The ironic things, that does not escape me, is when I was doing this I was actually over a stone heavier than I am now and about 8 inches wider round the gut. I know how well I have done. I know I have worked hard to get where I am now but I just don’t see it and I no longer feel it. I can feel myself falling back in to my hole and going right back to where I was. I keep looking at old photos when I was at my biggest in the hopes that it will give me that old feeling of the switch clicking but so far it has not worked. I honestly, right now, just want to give in. I do not feel strong enough to fight myself anymore when I am fighting so many other internal battles. Yet, this one is the one that if I can get back to that place that made me believe I could be a Personal Trainer, it will make me stronger and more able to fight the other battles. What a mess!!

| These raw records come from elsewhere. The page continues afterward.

PR #11016, opened 2024-06-13
validate route53 integration tests against AWS

sannya-singal:
## Motivation
As an initiative to validate tests and remove all `markers.aws.unknown` markers, this PR handles the ones concerning the route53 integration tests. 

## Changes
This PR adds changes for the tests to work against AWS and thereby update the marker to `validated` for: 
- `tests/aws/services/route53/test_route53.py::TestRoute53::test_crud_health_check`
- `tests/aws/services/route53/test_route53.py::TestRoute53::test_associate_vpc_with_hosted_zone`
- `tests/aws/services/route53/test_route53.py::TestRoute53::test_reusable_delegation_sets`

### DIFF
--- a/tests/aws/services/route53/test_route53.py
+++ b/tests/aws/services/route53/test_route53.py
@@ -1,3 +1,5 @@
+from urllib.parse import urlparse
+
 import pytest
 
 from localstack.testing.pytest import markers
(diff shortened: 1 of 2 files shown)


giograno (approved):
It looks good, thank for validating these tests 💯 
Probably it's out of the scope here, but we could also think about introducing snapshotting for these tests as well at some point.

I am beginning to get obsessed again. The thoughts are taking over my days and are never far away even when I am trying to focus on something else. If I can see my reflection I think things about myself I would never ever want to think that anyone says or thinks about someone else. When I sit down I feel like I can feel my stomach rolling onto my legs. Sometimes I get so fixated I wish I could take a knife and cut it off. Luckily self harm has never been an issue for me as to be frank I am too much of a wimp. Never thought that would be a good thing! Instead of focusing on the parts of my body I don’t mind, all I can see are the parts I hate, all I think others can see are these exact same parts. I feel like people tell me what they think I want to hear but behind my back are laughing at me.

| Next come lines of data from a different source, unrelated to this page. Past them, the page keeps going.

PR #11021, opened 2024-06-13
extend bootstrap lifecycle test to include restarts

alexrashed:
## Motivation
With the latest refactoring of the runtime (https://github.com/localstack/localstack/pull/10942) we had some issues with the restart handling (which can be triggered via the health endpoint).
This issue was fixed in https://github.com/localstack/localstack/pull/11018.
This PR aims at extending an existing bootstrap lifecycle test to also include the restart.

## Changes
- Extends `tests.bootstrap.test_localstack_container_server.TestLocalstackContainerServer.test_lifecycle` to send a restart command and check if the restart in the container is working correctly.


thrau (approved):
Great test! Thanks for adding

PR #11022, opened 2024-06-13
update rolo and fix lambda url form parsing

bentsku:
## Motivation
This PR updates to rolo to include https://github.com/localstack/rolo/pull/13

While writing a test for APIGW upstream, I've realized Lambda URL were parsing the form and just forwarding an empty body instead of the raw body containing the form data, so I've fixed it as well, as it feels logical to fix in the same PR where we update rolo to include a fix for form parsing

## Changes
- update rolo to `0.5.1`
- add a fix for lambda URL, calling `restore_payload` to restore the form/multipart part of the request
- add an AWS validate test for it


dfangl (approved):
Looks good for me, thanks for tackling this!

Issue #3508, opened 2021-01-25
Cloudwatch: Add validation API


jakobbraun:
Hi,

we would like to use localstack to test our CloudWatch connector.
For that, it is required to check if the data was reported correctly (no duplicates, no points missing).

Using the official CloudWatch API we can, however not test this, since it only gives eventual consistency and aggregates past data.
Since the aim of localstack is to simulate this API probably it will also not be possible to test it using localstack.

What would really help here would be a non-AWS standardized API that for example gives access to all reported metrics.
Is such or a similar approach for validating the behavior planned or possible?

whummer:
Thanks for reporting @jakobbraun . A backdoor API to receive the raw CW metrics has been added in #3535. Is that what you had in mind?

Example:
```
$ curl http://localhost:4566/cloudwatch/metrics/raw
{'metrics': [{'ns': 'some/thing', 'n': 'someMetric', 'v': 23.0, 't': '2021-01-30T18:35:30.132Z', 'd': []}, {'ns': 'some/thing', 'n': 'someMetric', 'v': 18.0, 't': '2021-01-30T18:35:30.160Z', 'd': []}, {'ns': 'ug/thing', 'n': 'ug', 'v': 23.0, 't': '2021-01-30T18:35:30.186Z', 'd': []}]}
```
Hope that helps - please let us know if anything else is missing.

jakobbraun:
Thanks a lot! That was exactly what I had in mind. Can you give an estimation of when you will make the next release, and by that, I can use this feature?

whummer:
Thanks @jakobbraun , the change is available in the `latest` Docker image, and we are preparing a new release `0.12.6` which will be available in the course of the day (today).

jakobbraun:
cool! Thanks a lot for your quick replies!

PR #11025, opened 2024-06-14
Add OpenAPI schema for public REST API

viren-nadkarni:
This PR introduces the OpenAPI schema for the internal endpoints in LocalStack.

Contributions:
- A YAML file with (in `localstack-core/localstack/openapi`) that contains the entire spec for the endpoints in community. The specs have been handcrafted by @viren-nadkarni 🙌 .
- We added a step that validates the spec in the `lint` target. The same check is added also to the pre-commit hooks.
- We added a validator in the handler that validates the requests to the internal endpoints according to the OpenAPI spec. This step can be disabled with the `OPENAPI_VALIDATE_REQUEST` variable. `OPENAPI_VALIDATE_RESPONSE` activates the same check for the responses. It's currently activated by default in our CI pipeline.
- A few unit tests.


Makefile
```diff
@@ -119,7 +119,7 @@ test-coverage: test	  ## Run automated tests and create coverage report
 lint:              		  ## Run code linter to check code style, check if formatter would make changes and check if dependency pins need to be updated
 	($(VENV_RUN); python -m ruff check --output-format=full . && python -m ruff format --check .)
 	$(VENV_RUN); pre-commit run check-pinned-deps-for-needed-upgrade --files pyproject.toml # run pre-commit hook manually here to ensure that this check runs in CI as well
-
+	$(VENV_RUN); python -c 'import localstack.spec, json; print(json.dumps(localstack.spec.OPENAPI))' | openapi-spec-validator -
```
alexrashed, line 122: Great to see that the validity of the spec is checked on every commit. In order to make sure that a developer gets early feedback when breaking the spec, I think it would make sense to also add the precommit hook (by adding a config to `.pre-commit-config`).
There actually is an official pre-commit hook for the `openapi-spec-validator`: https://github.com/python-openapi/openapi-spec-validator/blob/master/.pre-commit-hooks.yaml

requirements-runtime.txt
alexrashed, line 1: There are a few dependencies being added here to the runtime (which is where we need to be cautious not to add too much as it directly increases the Docker image size). Do you have an idea on how big these additional dependencies are?

localstack-core/localstack/utils/analytics/metadata.py
```diff
@@ -106,7 +106,7 @@ def get_machine_id() -> str:
     return doc["machine_id"]
 
 
-def get_localstack_edition() -> Optional[str]:
```
alexrashed, line 109: q: Why is this change here necessary? This isn't only a type hint change, but actually modifies what we return (which could have impact on clients using the API).

localstack-core/localstack/spec.py
alexrashed, line 1: Wow! This is really a great push to create a specification for all the LocalStack endpoints!
But I don't really see a reason to have this in a `spec.py` module. The spec is currently really only used in the `openapi.py` module, which is why I would propose to:
- Have the spec in a proper JSON or YAML file.
  - This allows IDEs to properly highlight the syntax and there are lots of IDE plugins around assisting with writing OpenAPI specs. [[1]](https://plugins.jetbrains.com/plugin/14837-openapi-swagger-editor) [[2]](https://marketplace.visualstudio.com/items?itemName=42Crunch.vscode-openapi)
  - This would also allow you to the `openapi-spec-validator` linting "hack".
  - I personally prefer the YAML format because it allows comments, but that's subjective and not really important.
- Remove the `spec.py` module and load the file where it's needed (in `openapi.py`). If this takes too long, then pre-load it in a runtime hook.

localstack-core/localstack/services/cloudwatch/provider.py
```diff
@@ -364,6 +364,8 @@ def get_raw_metrics(self, request: Request):
                 "v": r.value,
                 "t": r.timestamp,
                 "d": [{"n": d.name, "v": d.value} for d in r.dimensions],
+                "account": account_id,
+                "region": region,
```
alexrashed, line 368: q: How is this change related to the OpenAPI specs?

localstack-core/localstack/aws/handlers/openapi.py
```diff
@@ -0,0 +1,71 @@
...
+from localstack.aws.chain import Handler, HandlerChain
+from localstack.constants import INTERNAL_RESOURCE_PATH
+from localstack.http import Response
+
+LOG = logging.getLogger(__name__)
+
+
+class OpenAPIRequestValidator(Handler):
+    """
+    Validates the internal requests with the OpenAPI spec.
```
alexrashed, line 25: It would be great if we could expand this comment a little bit, as it's pretty short and not 100% clear:
- "internal request" seems to be a bit of an overloaded term. I would think of a request from LocalStack to LocalStack as an internal request (see `InternalRequestParamsEnricher`).
- This module here really should explain why it is necessary.
  - We can globally validate incoming requests, simplifying the implementations of the endpoints.
  - We can use this in testing in order to reconcile that the spec is in sync with the endpoint implementations (I miss static strong typing sometimes 😅).
  - ???

localstack-core/localstack/aws/handlers/openapi.py
```diff
@@ -0,0 +1,71 @@
...
+                # Note: we only check request body validation errors, like invalid body requests or missing required
+                #   parameters. Other things we do currently explicitly check are ServerNotFound, OperationNotFound,
+                #   and PathNotFound. They are most likely intercepted in the handler chain.
+                match e:
+                    case RequestValidationError():
+                        response.status_code = 400
+                        response.set_json({"error": "Bad Request", "message": str(e)})
+                        chain.stop()
+                    case _:
+                        LOG.debug("Uncaught exception: (%s): %s", e.__class__.__name__, str(e))
```
alexrashed, line 50: This seems a bit unusual. I think you should rather use explicit except statements rather than a match case on the exception.

alexrashed, line 50: What other kind of exceptions can be raised here? Should we really only log them on debug here and completely suppress them?

localstack-core/localstack/aws/handlers/openapi.py
```diff
@@ -0,0 +1,71 @@
...
+
+        path = context.request.path
+
+        if path.startswith(f"{INTERNAL_RESOURCE_PATH}/") or path.startswith("/_aws/"):
+            try:
+                self.openapi.validate_request(WerkzeugOpenAPIRequest(context.request))
+            except OpenAPIError as e:
+                # Note: we only check request body validation errors, like invalid body requests or missing required
+                #   parameters. Other things we do currently explicitly check are ServerNotFound, OperationNotFound,
+                #   and PathNotFound. They are most likely intercepted in the handler chain.
```
alexrashed, line 43: I am a bit confused by this comment:

> "Other things we do currently explicitly check are ServerNotFound, OperationNotFound, and PathNotFound."

I guess that should mean "Other things that we currently explicitly do _not_ check"?

> They are most likely intercepted in the handler chain.

I am a bit confused by this sentence. What does it mean / tell us?

localstack-core/localstack/aws/handlers/openapi.py
```diff
@@ -0,0 +1,71 @@
...
+        path = context.request.path
+
+        if path.startswith(INTERNAL_RESOURCE_PATH) or path.startswith("/_aws/"):
+            try:
+                self.openapi.validate_response(
+                    WerkzeugOpenAPIRequest(context.request),
+                    WerkzeugOpenAPIResponse(response),
+                )
+            except OpenAPIError as exc:
+                LOG.debug(exc)
```
alexrashed, line 68: I don't think this log should be on debug but on error (you are actually going to reject the response here), and should be a bit more concrete.

localstack-core/localstack/aws/handlers/openapi.py
```diff
@@ -0,0 +1,71 @@
...
+                response.status_code = 400
```
alexrashed, line 69: A status code 400 would mean that this is a client-side error, which for the responses it definitely is not, right? Imho, this would be a server-side error / `5xx`...

localstack-core/localstack/spec.py
alexrashed, line 1: Just some food for thought: In the future, it will also be interesting how we are going to deal with our different namespace packages!
- We will have multiple packages in this repo (`localstack.core`, `localstack.aws`, `locasltack.http`,...).
- A lot of different packages could expose LocalStack endpoints (either additional functionality for services, or LocalStack specific features).
- In the best case, the spec is as close as possible to the code (in the absolute best-case it's generated from the docstring or even the type hints).

localstack-core/localstack/config.py
```diff
@@ -742,6 +742,11 @@ def populate_edge_configuration(
 # Whether to enable the partition adjustment listener (in order to support other partitions that the default)
 ARN_PARTITION_REWRITING = is_env_true("ARN_PARTITION_REWRITING")
 
+# Feature flag to enable validation of internal endpoint responses in the handler chain. For test use only.
+OPENAPI_VALIDATE_RESPONSE = is_env_true("OPENAPI_VALIDATE_RESPONSE")
+# Flag to enable the validation of the requests made to the LocalStack internal endpoints. Active by default.
+OPENAPI_VALIDATE_REQUEST = is_env_not_false("OPENAPI_VALIDATE_REQUEST")
```
alexrashed, line 748: q: Should this config maybe be enabled by default in our test pipeline?

tests/unit/aws/handlers/openapi.py
```diff
@@ -0,0 +1,88 @@
...
+
+class TestOpenAPIRequestValidator:
+    def test_valid_request(self):
+        chain = HandlerChain([OpenAPIRequestValidator()])
+        context = RequestContext(
+            Request(
+                path="/_localstack/diagnose",
+                method="GET",
+                scheme="http",
+                headers={"Host": "localhost.localstack.cloud:4566"},
```
alexrashed, line 19: Every successful test has a clear host header here (always using `localhost.localstack.cloud:4566`).
Could you maybe add a test verifying that this is not a necessity? The requests need to work just as fine if the `Host` header contains `localhost:4566` or any other value.

tests/unit/aws/handlers/openapi.py
alexrashed, line 1: Great to see some tests for the handler itself! But in order to ensure that the spec is in sync with the actual implementation, we would basically have to have tests for each and every endpoint covered in the spec.
Do we already have tests like this? How could we bootstrap / push these kinds of tests?

alexrashed (commented):
This is a great first iteration, finally introducing a machine-readable spec for all endpoints which are not clearly defined by the AWS APIs! 🚀 🤖 
I added quite a few comments, lots of them are just questions (for this and later iterations), but also a few suggestions for changes. Let me know if I can help anywhere!

localstack-core/localstack/services/cloudwatch/provider.py
viren-nadkarni: This makes the older CloudWatch provider return the same API response as the v2. I agree this can go in a separate PR. I will raise is separately.

localstack-core/localstack/utils/analytics/metadata.py
viren-nadkarni: This was another inconsistency discovered when drafting the spec. This function is used by the `/health`, `/info` and `/diagnostics` to return the LS edition. I changed this to consistently return a string value to avoid a special `null` case. True, there is a possibility of this affecting the client in which case it should be reverted.

localstack-core/localstack/services/cloudwatch/provider.py
steffyP: Honestly, I am not sure this is worth the effort. The endpoint is currently not even documented, it was introduced a long time ago as a [customer requested it](https://github.com/localstack/localstack/issues/3508). But back then this endpoint could be used by simply using the browser. 

With the requirement change of having a valid request-header where we could extract the account and region, IMO this endpoint become unusable (I think this was introduced with this [PR](https://github.com/localstack/localstack/pull/5478)). 

For v2 we removed this requirement, e.g. it's possible to just browse the page without any request headers. This is now feasible as we store all the data in sqlite and simply dump the entire database (also returning the account and region fields).

tests/unit/aws/handlers/openapi.py
giograno: We do not explicitly test the endpoints. However, they are tested serendipitously in multiple integration tests.
I agree that over time we should be more systematic (involving the service owners at least for the `_aws` endpoints).

localstack-core/localstack/config.py
giograno: Shouldn't be the case already with `is_env_not_false`?

alexrashed: Sorry, that's true, jumped a few lines here. I meant `OPENAPI_VALIDATE_RESPONSE`.

requirements-runtime.txt
giograno: The biggest by far is `openapi-core`, that's about 1.5M

localstack-core/localstack/aws/handlers/openapi.py
giograno: In this first step, I only considered request validation errors (e.g., a missing required in the body).
Other errors that are commonly raised here are `ServerNotFound` (which we shouldn't consider) or `PathNotFound`. I extended the comments a bit to make it more clear.

giograno:
Thanks for the comments @alexrashed 🙏 
I tried to address them one by one. Most notably:
- I extracted the spec into a YAML file and used `setuptools` [data files support](https://setuptools.pypa.io/en/latest/userguide/datafiles.html) to distribute the file with the package;
- I added a pre-commit hook for the YAML spec;
- Simplified exception handling; added comments and clarifications.

requirements-runtime.txt
alexrashed: Okay, but how big are all additional dependencies together?

localstack-core/localstack/spec/openapi.yaml
alexrashed, line 1: nit: I think for now we could just put it in `localstack-core/localstack`, as this is a bit of a generic pattern across all future packages, right?

localstack-core/localstack/utils/analytics/metadata.py
alexrashed: Well, I think since this can't really happen for anyone starting localstack with the official containers, we can keep it as it is now, unifying the return values for all endpoints and simplifying the spec. Thanks for the follow-up, @viren-nadkarni!

localstack-core/localstack/aws/handlers/validation.py
```diff
@@ -0,0 +1,74 @@
...
+                response.set_json({"error": "Bad Request", "message": str(e)})
+                chain.stop()
+            except OpenAPIError as e:
+                # Other errors can be raised when validating a request against the OpenAPI specification.
+                #   The most common are: ServerNotFound, OperationNotFound, or PathNotFound.
+                #   We explicitly do not check any other error but RequestValidationError ones.
+                LOG.debug("OpenAPI validation exception: (%s): %s", e.__class__.__name__, str(e))
+
+
+class OpenAPIResponseValidator(OpenAPIRequestValidator):
```
alexrashed, line 56: nit: This inheritance structure breaks the Liskov substitution principle (the L in SOLID) as a `ResponseValidator` is not a `RequestValidator`. If you want to share code between the two, please create a common super-class (something like `OpenAPIValidator`).

alexrashed (commented):
Awesome! This is really taking great shape, and it's nearly ready to be merged, I would just want to quickly discuss the open questions / comments (including the dependency size).
Maybe someone else also wants to take a quick look? :)

localstack-core/localstack/spec/openapi.yaml
giograno: This is what I wanted to do as well, but I was finding issues with `importlib`, namespace packages, and editable installs (this is why I went for a `spec` package).
This [issue is tracked](https://github.com/python/importlib_resources/issues/311) and should be solved soon. In the meantime, I just used a relative import.

requirements-runtime.txt
alexrashed: @giograno Any update on this one? I guess the new dependencies aren't too big, but I would still want to avoid any surprises :P

giograno: @alexrashed yes I built the image locally to have a comparison. Overall, the new image is ~10MB bigger, while a comparison after `docker save | gzip` shows that the new compressed image is <1MB larger.
I would say agree saying that the new dependencies are not too big :)

alexrashed: Perfect, thanks! 💯

alexrashed (approved):
Thanks for addressing the comments. The iteration is lookin' great! We now have an opt-out request validator, an opt-in response validator (which is enabled in the tests), and most importantly a package-root openapi spec for all the already existing non-AWS-operation endpoints! 💯 
Thanks a lot, @viren-nadkarni and @giograno! This is a great step towards a well defined API used by all kinds of SDKs / tools!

I don’t want to hate myself anymore. I want my pride back. Hate is such an exhausting emotion. I keep thinking it’s all my fault for having that first rest day when I was on such a good streak. I keep blaming myself for giving up that day and that is why I have put a bit of weight back on, why the parts that were firmer and thinner have now become lumpy again. Why I feel so demotivated and like I am “playing” at fitness being a complete fake. I am writing everything down I eat, every bit of exercise I do. I am not just calorie counting, I am fat, carb and protein counting. I am fixated on how many calories I burn. I measure myself every other day. I weigh myself daily. I obsess over other peoples photos wishing that was me, reading their stories and feeling inferior and no where as good as them. I feel like I am stuck in a loop. Please, someone, grab my hand and pull me out before I corkscrew myself into the ground!

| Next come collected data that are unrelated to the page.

PR #11031, opened 2024-06-17
Upgraded Lambda Runtimes to use al2023 Base Image

Morijarti:
## Motivation
Update all Lambda runtimes (where possible) to profit from the slimmer al2023 image and keep our test suite updated (existing tests are often used as samples, so outdated runtimes in tests spread). This requires updating the associated snapshots.

Latest Lambda runtimes: https://docs.aws.amazon.com/lambda/latest/dg/lambda-runtimes.html

## Changes
- Update older runtimes used in code or in default values to latest version that is using al2023 as operating system.
- Update and regenerate snapshot tests where required

## TODO
- [ ] `tests/unit/services/lambda_/test_image_resolver.py` update image mapping
- [ ] `tests/unit/services/lambda_/test_lambda_utils.py`
- [ ] Check for string usage, instead of just for Runtime attribute usage
- [x] Remove `tests/aws/services/lambda_/functions/lambda_s3_integration_sdk_v2.js` once `tests.aws.services.s3.test_s3.TestS3PresignedUrl.test_presigned_url_v4_signed_headers_in_qs` has been fully migrated


tests/aws/services/s3/test_s3.py
```diff
@@ -7603,7 +7603,7 @@ def test_presigned_url_v4_signed_headers_in_qs(
         create_lambda_function(
             func_name=function_name,
             zip_file=testutil.create_zip_file(temp_folder, get_content=True),
-            runtime=Runtime.nodejs16_x,
+            runtime=Runtime.nodejs20_x,
```
Morijarti, line 7606: As mentioned in comments
`we need the AWS SDK v2, and Node 16 still has it by default`
However since AWS has deprecated Node16 we should make this work on Node20

tests/aws/services/lambda_/functions/lambda_s3_integration_sdk_v3.mjs
```diff
@@ -0,0 +1,41 @@
...
+    } else {
+        s3 = new S3Client({ signatureVersion: 'v4' })
+    }
+
+    const url = await getSignedUrl(
+        s3,
+        new PutObjectCommand({
+            Bucket: BUCKET_NAME,
+            Key: 'key-for-signed-headers-in-qs',
+            ServerSideEncryption: 'AES256', // Adds 'X-Amz-Server-Side-Encryption'
```
Morijarti, line 30: For some reason it refuses to accept setting of `ServerSideEncryption` 
Documentation
https://docs.aws.amazon.com/AWSJavaScriptSDK/v3/latest/client/s3/command/PutObjectCommand/

tests/aws/services/s3/test_s3.py
```diff
@@ -7569,6 +7569,7 @@ def test_presigned_url_v4_x_amz_in_qs(
         head_object = aws_client.s3.head_object(Bucket=function_name, Key=object_key)
         snapshot.match("head-object", head_object)
 
+    @pytest.mark.skip(reason="Current test needs to be rewritten to work with AWS SDK v3")
```
Morijarti, line 7572: Temporary added skip so I can more easily focus on other failing tests in pipeline.
This skip needs to be removed before merge.

Morijarti: Hi @bentsku 
Could you take a look at this test?
We need to update runtime to nodejs20 as node16 is getting deprecated and nodejs20 supports aws sdk v3.
I tried updating it, but sadly my JavaScript skills are lacking.

I think this should be of help
https://github.com/aws/aws-sdk-js-v3/issues/1576

Thank you

bentsku: Hmm, this is a bit tricky, because I believe this test is actively testing against the AWS JS SDK v2, if we use v3 then the test is not useful anymore. 

We would need to install the AWS JS SDK v2 inside the lambda in order for the test to stay relevant. Worst case, you can leave it skipped and I'll tackle it in a follow up. But the lambda using the AWS JS SDK v2 should stay as is for now.

Morijarti: Thanks for giving it a look.


We are introducing a flag (off by default until next major version, I think). 
Switching it on would prevent starting lambda with this runtime and crash the test, but in theory default CI runs should run without issues until then.

I'm not sure if it would be better to leave test as it is, or mark it as skip?
What do you think?

joe4dev (approved):
Looking good  ✨ Thank you for turbocharging our Lambda tests 🚀  

There's just one remaining test failure in the community integration tests related to a resource that already exists:

```
ERROR ../localstack/tests/aws/scenario/bookstore/test_bookstore.py::TestBookstoreApplication::test_setup - localstack.testing.pytest.fixtures.StackDeployError:
...
BookstoreStack (AWS::CloudFormation::Stack) -> CREATE_FAILED (An error occurred (ResourceAlreadyExistsException) when calling the CreateDomain operation: domain bookstorestack-domain66ac69e already exists in region us-east-1)
```

tests/aws/services/s3/test_s3.py
```diff
@@ -7614,6 +7614,7 @@ def test_presigned_url_v4_signed_headers_in_qs(
 
         function_name = f"func-integration-{short_uid()}"
         # we need the AWS SDK v2, and Node 16 still has it by default
+        # TODO since Node 16 is getting depricated we should consider ugrading to Node 20
```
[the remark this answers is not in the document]
bentsku: Yes, thanks, we had a discussion about it here: https://github.com/localstack/localstack/pull/11031#discussion_r1646594495. I'll update the test to run Node20 but still with the manually AWS v2 SDK, even though deprecated, we will still need to support it for a long while I would say. 😄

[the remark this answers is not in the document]
joe4dev: Makes sense. Thanks for the extra context @bentsku 👍 
We can use the caching infrastructure used by the multiruntime tests for Lambda functions under `functions/common/*` once we need a dedicated build step for bundling an older SDK.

The future of my empire feels like it is hanging in the balance. I cant lose this. This is my life. My reason for moving forward. My gift to my children. I need to get out of this self hate, self pity, shame spiral. I need to create my peer support group. I need to help others. I need to listen to what I tell others! I would never let anyone talk to me and degrade me the way I degrade myself. I am 5 days away from seeing my counsellor and at the moment that feels a million years away. All I want to do is cry and hide away from the world, but I wont. I need to stand in front of that dreaded mirror and have a good, hard look at myself. I need to re read this blog. I need to go back and look over my journey and see if I can see where things went wrong.

I wish there was one of them pens that they use in Men in Black that could erase my mind and help me start again, but unfortunately there isn’t. It is all down to me. I need to re train my brain before something that is so simple could completely destroy my life. I need to be strong. Can I do this?………Time will tell.